(Records from a data collection)
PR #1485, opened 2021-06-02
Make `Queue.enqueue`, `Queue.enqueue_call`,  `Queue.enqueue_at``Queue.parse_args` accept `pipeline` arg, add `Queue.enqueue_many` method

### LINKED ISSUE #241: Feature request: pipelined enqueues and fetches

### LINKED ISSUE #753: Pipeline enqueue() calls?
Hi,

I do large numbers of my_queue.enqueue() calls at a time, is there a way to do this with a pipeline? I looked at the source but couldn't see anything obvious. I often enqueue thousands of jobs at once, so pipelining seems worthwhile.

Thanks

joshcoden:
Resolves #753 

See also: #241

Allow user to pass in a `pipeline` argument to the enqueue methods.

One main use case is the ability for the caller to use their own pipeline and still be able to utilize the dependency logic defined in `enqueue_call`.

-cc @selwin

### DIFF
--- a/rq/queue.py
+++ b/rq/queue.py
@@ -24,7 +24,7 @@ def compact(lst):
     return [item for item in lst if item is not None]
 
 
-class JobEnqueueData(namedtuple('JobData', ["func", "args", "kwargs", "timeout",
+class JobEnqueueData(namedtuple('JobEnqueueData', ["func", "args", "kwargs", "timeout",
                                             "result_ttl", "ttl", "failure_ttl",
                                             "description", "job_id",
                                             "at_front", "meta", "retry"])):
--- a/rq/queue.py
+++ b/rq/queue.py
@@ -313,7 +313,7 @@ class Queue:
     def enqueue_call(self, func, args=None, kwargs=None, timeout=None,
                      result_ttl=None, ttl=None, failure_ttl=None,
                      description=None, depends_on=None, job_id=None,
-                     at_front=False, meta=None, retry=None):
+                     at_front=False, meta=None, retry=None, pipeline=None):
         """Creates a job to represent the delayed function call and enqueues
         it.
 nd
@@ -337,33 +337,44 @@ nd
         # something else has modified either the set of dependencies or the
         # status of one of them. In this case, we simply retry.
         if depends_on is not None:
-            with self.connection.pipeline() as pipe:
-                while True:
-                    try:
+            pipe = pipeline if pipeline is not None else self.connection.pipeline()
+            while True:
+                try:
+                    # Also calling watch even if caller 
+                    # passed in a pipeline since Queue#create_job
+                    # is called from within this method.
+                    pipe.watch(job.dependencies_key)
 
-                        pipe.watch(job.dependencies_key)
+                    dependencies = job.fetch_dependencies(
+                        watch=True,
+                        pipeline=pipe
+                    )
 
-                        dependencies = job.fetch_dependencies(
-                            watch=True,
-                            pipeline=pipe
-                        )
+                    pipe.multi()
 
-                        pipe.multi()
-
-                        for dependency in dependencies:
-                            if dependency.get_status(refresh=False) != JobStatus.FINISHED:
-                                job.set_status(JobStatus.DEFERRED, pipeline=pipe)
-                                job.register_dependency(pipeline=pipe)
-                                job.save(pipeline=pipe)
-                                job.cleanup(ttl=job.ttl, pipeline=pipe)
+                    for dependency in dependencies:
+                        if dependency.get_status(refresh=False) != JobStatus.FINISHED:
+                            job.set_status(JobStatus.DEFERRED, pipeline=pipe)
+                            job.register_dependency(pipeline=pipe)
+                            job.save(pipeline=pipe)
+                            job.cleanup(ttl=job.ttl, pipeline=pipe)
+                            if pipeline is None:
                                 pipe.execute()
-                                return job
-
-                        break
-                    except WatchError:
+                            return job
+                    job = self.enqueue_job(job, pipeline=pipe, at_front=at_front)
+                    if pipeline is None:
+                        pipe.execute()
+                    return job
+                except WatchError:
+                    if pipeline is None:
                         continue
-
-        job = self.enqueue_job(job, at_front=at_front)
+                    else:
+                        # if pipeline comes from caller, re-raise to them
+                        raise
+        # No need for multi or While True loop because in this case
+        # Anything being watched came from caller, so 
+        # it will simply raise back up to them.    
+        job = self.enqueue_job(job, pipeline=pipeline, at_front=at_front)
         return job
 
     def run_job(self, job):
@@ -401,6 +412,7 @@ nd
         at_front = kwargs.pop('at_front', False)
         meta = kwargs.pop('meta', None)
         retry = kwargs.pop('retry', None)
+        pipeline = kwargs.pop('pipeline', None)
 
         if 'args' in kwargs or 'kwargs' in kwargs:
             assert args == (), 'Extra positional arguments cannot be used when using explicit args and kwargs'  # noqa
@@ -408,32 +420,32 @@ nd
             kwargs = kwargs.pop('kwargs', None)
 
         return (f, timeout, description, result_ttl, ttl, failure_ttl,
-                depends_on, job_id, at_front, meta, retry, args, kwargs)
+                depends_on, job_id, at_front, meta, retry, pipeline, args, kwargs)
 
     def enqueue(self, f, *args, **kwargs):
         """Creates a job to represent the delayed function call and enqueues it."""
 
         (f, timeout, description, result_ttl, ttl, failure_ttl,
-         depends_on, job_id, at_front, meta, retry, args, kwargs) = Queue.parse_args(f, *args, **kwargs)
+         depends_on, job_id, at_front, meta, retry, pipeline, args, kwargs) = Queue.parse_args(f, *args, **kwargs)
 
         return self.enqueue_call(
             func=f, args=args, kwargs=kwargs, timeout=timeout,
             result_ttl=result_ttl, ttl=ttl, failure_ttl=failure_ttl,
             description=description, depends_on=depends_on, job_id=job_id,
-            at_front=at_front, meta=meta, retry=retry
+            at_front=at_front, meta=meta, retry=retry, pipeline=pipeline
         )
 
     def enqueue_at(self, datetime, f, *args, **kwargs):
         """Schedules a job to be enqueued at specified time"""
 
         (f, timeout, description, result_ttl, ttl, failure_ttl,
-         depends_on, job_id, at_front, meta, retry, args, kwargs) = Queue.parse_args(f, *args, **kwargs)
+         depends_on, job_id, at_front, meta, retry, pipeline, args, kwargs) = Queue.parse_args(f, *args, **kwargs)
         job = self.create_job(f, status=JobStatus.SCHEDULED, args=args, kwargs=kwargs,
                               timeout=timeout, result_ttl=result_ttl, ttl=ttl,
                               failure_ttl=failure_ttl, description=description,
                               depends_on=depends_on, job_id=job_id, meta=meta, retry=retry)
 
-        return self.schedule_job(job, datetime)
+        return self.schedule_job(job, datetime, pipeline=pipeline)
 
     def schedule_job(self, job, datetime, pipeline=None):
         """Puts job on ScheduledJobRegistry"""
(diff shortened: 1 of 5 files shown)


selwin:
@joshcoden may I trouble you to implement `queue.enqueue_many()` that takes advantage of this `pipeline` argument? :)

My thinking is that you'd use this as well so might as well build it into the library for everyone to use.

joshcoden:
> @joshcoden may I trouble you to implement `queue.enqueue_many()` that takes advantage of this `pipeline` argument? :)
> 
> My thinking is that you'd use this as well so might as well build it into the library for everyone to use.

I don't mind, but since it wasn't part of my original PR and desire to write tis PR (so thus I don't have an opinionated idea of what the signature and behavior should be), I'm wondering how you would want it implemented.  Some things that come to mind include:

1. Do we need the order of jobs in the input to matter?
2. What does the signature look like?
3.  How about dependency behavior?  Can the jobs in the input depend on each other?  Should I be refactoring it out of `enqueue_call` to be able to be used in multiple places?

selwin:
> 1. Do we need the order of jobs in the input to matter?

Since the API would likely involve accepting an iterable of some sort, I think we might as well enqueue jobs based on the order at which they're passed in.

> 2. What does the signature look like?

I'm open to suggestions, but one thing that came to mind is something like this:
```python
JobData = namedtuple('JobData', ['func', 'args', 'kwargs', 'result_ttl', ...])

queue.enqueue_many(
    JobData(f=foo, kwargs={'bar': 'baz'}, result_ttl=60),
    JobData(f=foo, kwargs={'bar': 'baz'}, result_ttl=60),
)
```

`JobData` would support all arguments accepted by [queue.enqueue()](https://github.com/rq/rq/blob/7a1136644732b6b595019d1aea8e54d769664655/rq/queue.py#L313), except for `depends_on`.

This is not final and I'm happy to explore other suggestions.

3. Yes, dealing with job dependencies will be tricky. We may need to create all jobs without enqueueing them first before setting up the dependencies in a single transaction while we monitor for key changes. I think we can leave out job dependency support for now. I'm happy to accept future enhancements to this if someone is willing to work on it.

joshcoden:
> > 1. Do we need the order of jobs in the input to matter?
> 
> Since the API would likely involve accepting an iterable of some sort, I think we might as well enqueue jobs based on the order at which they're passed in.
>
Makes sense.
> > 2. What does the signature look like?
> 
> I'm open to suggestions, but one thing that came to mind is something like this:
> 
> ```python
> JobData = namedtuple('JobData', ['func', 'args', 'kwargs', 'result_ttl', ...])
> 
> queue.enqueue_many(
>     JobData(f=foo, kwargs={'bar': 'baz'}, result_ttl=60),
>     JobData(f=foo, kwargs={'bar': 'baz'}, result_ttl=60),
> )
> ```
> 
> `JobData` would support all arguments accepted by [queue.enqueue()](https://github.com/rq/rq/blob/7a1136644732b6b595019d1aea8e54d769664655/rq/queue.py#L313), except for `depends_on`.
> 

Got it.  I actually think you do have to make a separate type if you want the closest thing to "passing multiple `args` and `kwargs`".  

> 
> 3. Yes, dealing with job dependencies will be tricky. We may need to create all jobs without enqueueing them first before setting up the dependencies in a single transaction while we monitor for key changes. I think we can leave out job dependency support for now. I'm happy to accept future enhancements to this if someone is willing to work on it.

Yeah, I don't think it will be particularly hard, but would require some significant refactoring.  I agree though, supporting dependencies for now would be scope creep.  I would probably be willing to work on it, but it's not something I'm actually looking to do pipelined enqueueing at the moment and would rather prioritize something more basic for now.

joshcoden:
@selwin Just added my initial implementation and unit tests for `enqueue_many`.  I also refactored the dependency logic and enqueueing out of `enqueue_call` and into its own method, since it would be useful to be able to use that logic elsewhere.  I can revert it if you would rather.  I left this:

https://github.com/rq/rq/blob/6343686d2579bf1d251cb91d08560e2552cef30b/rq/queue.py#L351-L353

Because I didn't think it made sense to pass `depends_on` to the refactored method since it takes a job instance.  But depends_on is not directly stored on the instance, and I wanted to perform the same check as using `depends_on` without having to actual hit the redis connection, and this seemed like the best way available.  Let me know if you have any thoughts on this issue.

**The task**
Count up the lines of the data that include "trouble". Reply with a number only.

**Expected answer**
2